**Task requirements**
The records follow. Filter them to the lines that hold "failed".

** Opening Data shown block **

PR #14, opened 2021-09-23
Code quality: AES

SpencerNofzinger:


SymCryptEngine/src/sc_ossl_ciphers.c
```diff
@@ -784,29 +752,28 @@ static int sc_ossl_aes_gcm_tls(struct cipher_gcm_ctx *cipherCtx, unsigned char *
...
     return ret;
-err:
-    ret = -1;
-    OPENSSL_cleanse(out, inl);
-    goto end;
 }
 
 // This is a EVP_CIPH_FLAG_CUSTOM_CIPHER do cipher method
 // return negative value on failure, and number of bytes written to out on success (may be 0)
 int sc_ossl_aes_gcm_cipher(EVP_CIPHER_CTX *ctx, unsigned char *out,
```
SpencerNofzinger, line 772: This one is a bit weird - claims to return a length for this do_cipher function, while the other ones just return 1 for success. Unclear which is correct, or if they need to be the same. I'll investigate more tomorrow

samuel-lee-msft: I think the OpenSSL documentation is a little sparse around `EVP_CIPH_FLAG_CUSTOM_CIPHER`, but my recollection is that the cipher function is called in a different way, expecting the return value to indicate the bytes written. I think I had to look at the [OpenSSL 3.0.0 source](https://github.com/openssl/openssl/blob/0f70d6013435308ada5d0eb662b31f370b07ebd7/crypto/evp/evp_enc.c#L514-L527) to figure this out.

SpencerNofzinger: Thanks, that makes a lot more sense.

SymCryptEngine/src/sc_ossl_ciphers.c
```diff
@@ -403,45 +390,40 @@ int sc_ossl_ciphers(ENGINE *e, const EVP_CIPHER **cipher,
...
             return 0;
         }
-        SC_OSSL_LOG_BYTES_DEBUG("key", key, EVP_CIPHER_CTX_key_length(ctx));
     }
     return 1;
 }
 
-int sc_ossl_aes_cbc_cipher(EVP_CIPHER_CTX *ctx, unsigned char *out,
-                               const unsigned char *in, size_t inl)
+// Encrypts or ecrypts in, storing result in out, depending on mode set in ctx.
```
mlindgren, line 419: >ecrypts [](http://example.com/codeflow?start=15&length=7)

decrypts?

SymCryptEngine/src/sc_ossl_ciphers.c
```diff
@@ -403,45 +390,40 @@ int sc_ossl_ciphers(ENGINE *e, const EVP_CIPHER **cipher,
...
         memcpy(ctx_iv, iv, EVP_CIPHER_CTX_iv_length(ctx));
-        SC_OSSL_LOG_BYTES_DEBUG("ctx_iv", ctx_iv, EVP_CIPHER_CTX_iv_length(ctx));
     }
     if( key )
     {
         SymError = SymCryptAesExpandKey(&cipherCtx->key, key, EVP_CIPHER_CTX_key_length(ctx));
         if( SymError != SYMCRYPT_NO_ERROR )
         {
-            SC_OSSL_LOG_SYMERROR_DEBUG("SymCryptAesExpandKey failed", SymError);
             return 0;
```
mlindgren, line 413: >0; [](http://example.com/codeflow?start=19&length=2)

Do we have symbolic values for these error codes? Since we've defined a status type?

SymCryptEngine/src/sc_ossl_ciphers.c
```diff
@@ -486,39 +465,34 @@ static int sc_ossl_aes_cbc_ctrl(EVP_CIPHER_CTX *ctx, int type, int arg,
...
  * AES-ECB Implementation
  */
-int sc_ossl_aes_ecb_init_key(EVP_CIPHER_CTX *ctx, const unsigned char *key,
-                             const unsigned char *iv, int enc)
+
+// Initializes ctx with the provided key and iv, along with enc/dec mode.
+// enc should be set to 1 for encryption, 0 for decryption, and -1 to leave value unchanged.
+// Returns 1 on success, or 0 on error.
+SCOSSL_STATUS sc_ossl_aes_ecb_init_key(_Inout_ EVP_CIPHER_CTX *ctx, _In_ const unsigned char *key,
+                             _In_ const unsigned char *iv, int enc)
```
mlindgren, line 473: >int enc [](http://example.com/codeflow?start=59&length=7)

Might also be nice to have a typedef for this with symbolic values for encrypt, decrypt, and leave unchanged. I assume we're implementing an open SSL interface here, but it should still be OK to typedef this if we typedef it to int.

SymCryptEngine/src/sc_ossl_ciphers.c
```diff
@@ -575,29 +550,26 @@ int sc_ossl_aes_xts_init_key(EVP_CIPHER_CTX *ctx, const unsigned char *key,
...
-            SC_OSSL_LOG_SYMERROR_DEBUG("SymCryptXtsAesExpandKey failed", SymError);
             return 0;
         }
     }
     return 1;
 }
 
-int sc_ossl_aes_xts_cipher(EVP_CIPHER_CTX *ctx, unsigned char *out,
-                               const unsigned char *in, size_t inl)
+// Encrypts or ecrypts in, storing result in out, depending on mode set in ctx.
```
mlindgren, line 566: >ecrypts [](http://example.com/codeflow?start=15&length=7)

Decrypts

mlindgren (approved):
:shipit:

SymCryptEngine/src/sc_ossl_ciphers.c
SpencerNofzinger: We don't, and it's a little tricky too since a general error is 0 for some and -1 for others. We can talk about adding this to quality work after I get back.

** Closing Data shown block **

**Finished task**
-            SC_OSSL_LOG_SYMERROR_DEBUG("SymCryptAesExpandKey failed", SymError);
-            SC_OSSL_LOG_SYMERROR_DEBUG("SymCryptXtsAesExpandKey failed", SymError);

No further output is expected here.